To support HA, we allow to start master on multiple nodes. They will form a quorum to decide consistency. For example, if we start master on 5 nodes and 2 nodes are down, then the cluster is still consistent and functional.
Here are the steps to enable the HA mode:
1. Configure.
Select master machines
Distribute the package to all nodes. Modify conf/gear.conf
on all nodes. You MUST configure
gearpump.hostname
to make it point to your hostname(or ip), and
gearpump.cluster.masters
to a list of master nodes. For example, if I have 3 master nodes (node1, node2, and node3), then the gearpump.cluster.masters
can be set as
gearpump.cluster {
masters = ["node1:3000", "node2:3000", "node3:3000"]
}
Configure distributed storage to store application jars.
In conf/gear.conf
, For entry gearpump.jarstore.rootpath
, please choose the storage folder for application jars. You need to make sure this jar storage is highly available. We support two storage systems:
1). HDFS
You need to configure the gearpump.jarstore.rootpath
like this
hdfs://host:port/path/
For HDFS HA,
hdfs://namespace/path/
2). Shared NFS folder
First you need to map the NFS directory to local directory(same path) on all machines of master nodes.
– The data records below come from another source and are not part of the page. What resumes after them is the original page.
PR #3567, opened 2021-10-14
DEPR: derpecate HaloCatalogCallback, let it migrate to yt_astro_analysis

### LINKED ISSUE #3566: DEPR: deprecate annotate_halos (HaloCatalogCallback)
As soon as [PR #98](https://github.com/yt-project/yt_astro_analysis/pull/98) in yt_astro_analysis is accepted, the HaloCatalogCallback should be deprecated or removed. This will get rid of the need to import yt_astro_analysis inside yt itself.

neutrinoceros:
## PR Summary

complementary part of https://github.com/yt-project/yt_astro_analysis/pull/98
addressing https://github.com/yt-project/yt_astro_analysis/issues/93
and fix #3566
This should probably not go in before yt_astro_analysis 1.1 is released, see https://github.com/yt-project/yt_astro_analysis/milestone/2


matthewturk:
@brittonsmith I think this needs your stamp of approval

neutrinoceros:
Checking for this helped me find a bug in yt_astro https://github.com/yt-project/yt_astro_analysis/pull/131

With the associated bugfix + this branch, I've checked that halo plotting still works as documented

brittonsmith:
I've thought about this a bit and I've come back to the opinion that it would be good to have some way to inform the user that this callback has been removed and where to find it now. It's non-trivial enough for the user to figure out how to get this functionality back, I'd rather not remove it with no message. Would it be possible to make a `HaloCatalogCallback` class with an `__init__` function that accepts `*args, **kwargs` and a `__call__ ` method that just raises an exception with a message about this having moved to yt-astro?

neutrinoceros:
I experimented with this approach and in summary yes, it is possible.
I've tested 4 different ways to import yt + the astro extensions from the user side and checked that the Halo callback that persists in the registry is always from the extension when available (1.1+) and always from yt otherwise (duh).

So in fact we don't have to make the code here disappear, and we can *just* add a deprecation warning, which is much better. I'll update.

brittonsmith (approved):
Ok, that's great. Thanks!

PR #3595, opened 2021-10-15
CI: Only allow merges that are yes or no backport labeled

matthewturk:
This changes our "mergeability" configuration so that we need to label all pull requests with whether or not they should be backported.

### DIFF
--- a/.github/mergeable.yml
+++ b/.github/mergeable.yml
@@ -11,3 +11,7 @@ mergeable:
         must_include:
           regex: 'bug|enhancement|new feature|docs|infrastructure|dead code|refactor'
           message: "Please label this pull request with one of: bug, enhancement, new feature, docs or infrastructure."
+      - do: label
+        must_include:
+          regex: 'no-backport|backport-.*'
+          message: "Please label this pull request with either no-backport or a backport label for the appropriate branch."


munkm:
Does it matter when the backport label is applied? We could decide at release which bugfixes we'd like backported, rather than doing it at merge time.

neutrinoceros:
As far as I understand yes it matters. Labels only work if applied before merging. After the original PR was merged, we can decide to backport it with a comment.
Now I'm thinking, here are our concerns:

- because merging order may matter to avoid conflicts, it seems best to have a system that allows backports to happen as close as possible to the original merg. I assume this is Matt's motivation here. It also would reduce the risk of forgetting a bugfix that's too deep in the backlog.
- it's preferable if we don't *have* to use it, for the reasons Madicken and I gave.

So I'm thinking, why not use a milestone-based system for bug fixes that are issued at a time we know we want to do a bugfix release (such as now), and use comments for backports realize we need later ?

munkm:
Something that was mentioned in the workspace slack that I'm adding here for transparency is that it might be a waste of CI time to separately test each backport PR rather than doing them in one single PR. If we have a single PR for backports with *at least* a commit for each backport (depending on if we use our already existing backport script or not), the merging order won't matter. 

Generally to the conversation of this PR, I am generally not sold on requiring backport directions in every single PR that is submitted. Backport PRs that are user-facing should be a small fraction of the PRs submitted to the codebase and it shouldn't be necessary to label those for the sake of bugfix releases.

neutrinoceros:
note: please don't setup the milestone based workflow for now. I've been triaging backport PRs there to keep track of them, I realize now that if we were to tell Meeseeks Box to backport everything that gets merge into the milestone we would end up with back ports of back ports (possibly ?).

neutrinoceros:
Right. Should we close this then ?

matthewturk:
No, not yet.

matthewturk:
I think this has validity.  But, I'm going to close it as we need to get comfortable with the current processes.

Then you need to set the gearpump.jarstore.rootpath
like this:
file:///your_nfs_mapping_directory
3). If you don't set this value, we will use the local directory of master node. NOTE! There is no HA guarantee in this case, which means we are unable to recover running applications when master goes down.
2. Start Daemon.
On node1, node2, node3, Start Master
## on node1
bin/master -ip node1 -port 3000
## on node2
bin/master -ip node2 -port 3000
## on node3
bin/master -ip node3 -port 3000
3. Done!
Now you have a highly available HA cluster. You can kill any node, the master HA will take effect.
NOTE: It can take up to 15 seconds for master node to fail-over. You can change the fail-over timeout time by adding config in gear.conf
gearpump-master.akka.cluster.auto-down-unreachable-after=10s
or set it to a smaller value